[What is needed] Start at the line below containing "to this change." and stop at the line containing "List View TEC filters support". Repeat every line of that stretch exactly, and nothing outside it.

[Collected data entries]
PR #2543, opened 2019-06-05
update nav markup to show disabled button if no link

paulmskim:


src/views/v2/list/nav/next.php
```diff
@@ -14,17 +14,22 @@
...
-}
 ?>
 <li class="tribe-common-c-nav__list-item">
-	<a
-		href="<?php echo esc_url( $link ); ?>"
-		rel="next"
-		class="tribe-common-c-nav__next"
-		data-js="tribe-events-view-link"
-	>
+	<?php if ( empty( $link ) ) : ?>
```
==
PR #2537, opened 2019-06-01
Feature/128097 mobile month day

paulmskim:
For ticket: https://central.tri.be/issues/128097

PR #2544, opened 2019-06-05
* * *
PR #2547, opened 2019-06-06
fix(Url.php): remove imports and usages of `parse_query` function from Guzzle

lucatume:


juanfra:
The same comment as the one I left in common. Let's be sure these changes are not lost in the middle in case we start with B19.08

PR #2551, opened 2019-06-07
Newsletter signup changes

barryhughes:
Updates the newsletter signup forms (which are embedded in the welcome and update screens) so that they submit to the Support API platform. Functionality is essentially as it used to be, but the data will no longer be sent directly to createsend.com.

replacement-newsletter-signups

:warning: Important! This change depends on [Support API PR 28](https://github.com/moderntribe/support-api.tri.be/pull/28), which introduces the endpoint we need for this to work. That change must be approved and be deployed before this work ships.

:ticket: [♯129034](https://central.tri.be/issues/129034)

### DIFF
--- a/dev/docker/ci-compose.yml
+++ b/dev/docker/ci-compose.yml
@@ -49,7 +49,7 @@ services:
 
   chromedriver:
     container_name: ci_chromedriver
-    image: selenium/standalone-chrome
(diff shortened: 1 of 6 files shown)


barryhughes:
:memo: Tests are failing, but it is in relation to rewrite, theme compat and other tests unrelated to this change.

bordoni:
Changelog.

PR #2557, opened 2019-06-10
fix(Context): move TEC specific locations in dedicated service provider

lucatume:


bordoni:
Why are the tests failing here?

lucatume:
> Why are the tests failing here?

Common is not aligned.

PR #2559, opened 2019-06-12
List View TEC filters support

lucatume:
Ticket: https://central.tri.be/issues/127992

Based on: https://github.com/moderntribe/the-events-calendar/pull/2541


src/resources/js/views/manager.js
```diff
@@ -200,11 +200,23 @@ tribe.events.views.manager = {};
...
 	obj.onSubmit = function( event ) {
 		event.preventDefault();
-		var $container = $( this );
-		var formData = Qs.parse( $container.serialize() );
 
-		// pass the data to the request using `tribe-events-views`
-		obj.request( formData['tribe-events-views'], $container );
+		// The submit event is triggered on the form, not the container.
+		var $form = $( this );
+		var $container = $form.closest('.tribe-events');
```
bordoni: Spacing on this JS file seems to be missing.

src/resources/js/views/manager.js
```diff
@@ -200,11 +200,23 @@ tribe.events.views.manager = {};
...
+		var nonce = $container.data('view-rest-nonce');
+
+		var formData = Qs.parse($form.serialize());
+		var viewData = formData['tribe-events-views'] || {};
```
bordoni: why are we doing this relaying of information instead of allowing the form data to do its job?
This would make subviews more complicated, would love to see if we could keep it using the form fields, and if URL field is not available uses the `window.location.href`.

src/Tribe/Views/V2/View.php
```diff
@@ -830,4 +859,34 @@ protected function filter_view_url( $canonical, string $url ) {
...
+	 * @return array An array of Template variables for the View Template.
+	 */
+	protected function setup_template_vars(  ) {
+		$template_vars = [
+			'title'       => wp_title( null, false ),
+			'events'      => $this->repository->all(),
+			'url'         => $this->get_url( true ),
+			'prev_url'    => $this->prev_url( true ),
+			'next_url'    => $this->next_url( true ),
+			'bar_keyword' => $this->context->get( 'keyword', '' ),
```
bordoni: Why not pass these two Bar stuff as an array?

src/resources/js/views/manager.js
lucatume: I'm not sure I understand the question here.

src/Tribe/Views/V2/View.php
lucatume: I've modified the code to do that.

[Result of this task]
:memo: Tests are failing, but it is in relation to rewrite, theme compat and other tests unrelated to this change.

bordoni:
Changelog.

PR #2557, opened 2019-06-10
fix(Context): move TEC specific locations in dedicated service provider

lucatume:


bordoni:
Why are the tests failing here?

lucatume:
> Why are the tests failing here?

Common is not aligned.

PR #2559, opened 2019-06-12
List View TEC filters support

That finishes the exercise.